War Comes Home: The Excessive Militarization of American Policing  - dublinben
https://www.aclu.org/war-comes-home-excessive-militarization-american-policing
======
jqm
A few years ago a shop owner I know was burglarized.

He asked me to help him get the surveillance tapes into a format he could
present in court, so I did so. Reviewing the tapes while transferring was
interesting. It was a simple burglary. A guy came in through the roof. He
appeared to be high on crack or crystal meth and weighed probably 100 pounds.
He tripped the alarm, panicked, ran about the store, couldn't get out and
eventually exited back through the roof. This was about 3 in the morning. 15
or 20 minutes later 2 officers arrived with my friend in his pajamas looking
sleepy. He let them in and they crept about the store pistols drawn. No one
was there. One of the officers pointed to the drop ceiling (good call... there
was a gaping hole there) and they eventually exited the store. 3 or 4 hours
later the swat team arrived. They stood behind shields and put in some sort of
gas bomb. The tapes filled with smoke and you couldn't see anything for a
period.
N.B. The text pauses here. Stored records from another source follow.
PR #5001, opened 2024-09-19
[IMP] chart: add moving average trend line type

Rachico:
### [IMP] chart: add moving average trend line type

This commits introduces a new trend line type for chart: moving average. A moving average is the mean of the previous k data points. For each value, the mean is taken from an equal number of data points (window) preceding it.

Task: [4086645](https://www.odoo.com/odoo/project/2328/tasks/4086645)

## review checklist

- [ ] exportable in excel
- [ ] unit tested
- [ ] clean commented code
- [ ] track breaking changes


src/types/chart/chart.ts
```diff
@@ -85,12 +85,13 @@ export interface TitleDesign {
   readonly color?: Color;
 }
 
-export type TrendType = "polynomial" | "exponential" | "logarithmic";
+export type TrendType = "polynomial" | "exponential" | "logarithmic" | "movingAverage";
```
LucasLefevre, line 88: Rename the type in case we implement other types of moving averages in the future
```suggestion
export type TrendType = "polynomial" | "exponential" | "logarithmic" | "trailingMovingAverage";
```

src/components/side_panel/chart/chart_with_axis/design_panel.xml
```diff
@@ -98,8 +98,20 @@
                     <option value="logarithmic" t-att-selected="trendType === 'logarithmic'">
                       Logarithmic
                     </option>
+                    <option value="movingAverage" t-att-selected="trendType === 'movingAverage'">
+                      Moving average
```
LucasLefevre, line 102: should we also make it clear for the user ? That we he could even google it if the user wants to better understand what it is/does.
```suggestion
                      Trailing moving average
```

LucasLefevre (approved):
robodoo r+

PR #5019, opened 2024-09-24
[FIX] xlsx: convert #REF at export to xlsx

hokolomopo:
### [FIX] xlsx: convert #REF at export to xlsx:

Reference errors in excel are #REF!, not #REF.

### [FIX] parser: inconsistent handling of #REF

Depending on how we get a formula with #REF, the parser can have
different behavior even if the formula is the same.

- If we write directly =#REF (or it comes from a snapshot), the parser
will throw an error.
- If we write =A1, then delete the row 1 to get =#REF, the parser will
return a REFERENCE token with an #REF value.

This is a bit of a problem when exporting the data to xlsx: since
we parse the formulas to know whether we need to export it, we get
a different result depending on how we got the #REF.

Task: [4207052](https://www.odoo.com/web#id=4207052&action=333&active_id=2328&model=project.task&view_type=form&cids=1&menu_id=4720)

## review checklist

- [ ] exportable in excel
- [ ] unit tested
- [ ] clean commented code
- [ ] track breaking changes

### DIFF
--- a/src/formulas/parser.ts
+++ b/src/formulas/parser.ts
@@ -1,8 +1,7 @@
 import { DEFAULT_ERROR_MESSAGE } from "../constants";
 import { parseNumber, removeStringQuotes } from "../helpers/index";
 import { _lt } from "../translation";
-import { InvalidReferenceError } from "../types/errors";
-import { UnknownFunctionError } from "./../types/errors";
+import { CellErrorType, UnknownFunctionError } from "./../types/errors";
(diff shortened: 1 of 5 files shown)


LucasLefevre (commented):
quel échec. In master, we should change it to #REF! as well, but... upgrade script :grimacing:

LucasLefevre:
robodoo rebase-ff r+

Then, a number of officers entered with gas masks and examined inside
the drop ceiling with a camera. No one was there of course. There were
probably not less than 15 of them and they stayed around until noon or so
wandering about and poking stuff. At one point one of the officers noticed the
surveillance camera and turned it so they couldn't be filmed further. No one
was brutalized but it appeared to be extreme over reaction. The store reeked
of tear gas for weeks. I have to wonder exactly what the cost was to
taxpayers. This certainly isn't an extreme case but it was an eye opener. Lots
of these guys just want to play GI Joe and don't care what they damage nor how
much money they waste. It is time for some reform.

------
adamnemecek
Holy fuck

[https://www.aclu.org/secure/limit-abusive-use-
swat?ms=web_14...](https://www.aclu.org/secure/limit-abusive-use-
swat?ms=web_140624_crimjustice_militarization) (middle to bottom)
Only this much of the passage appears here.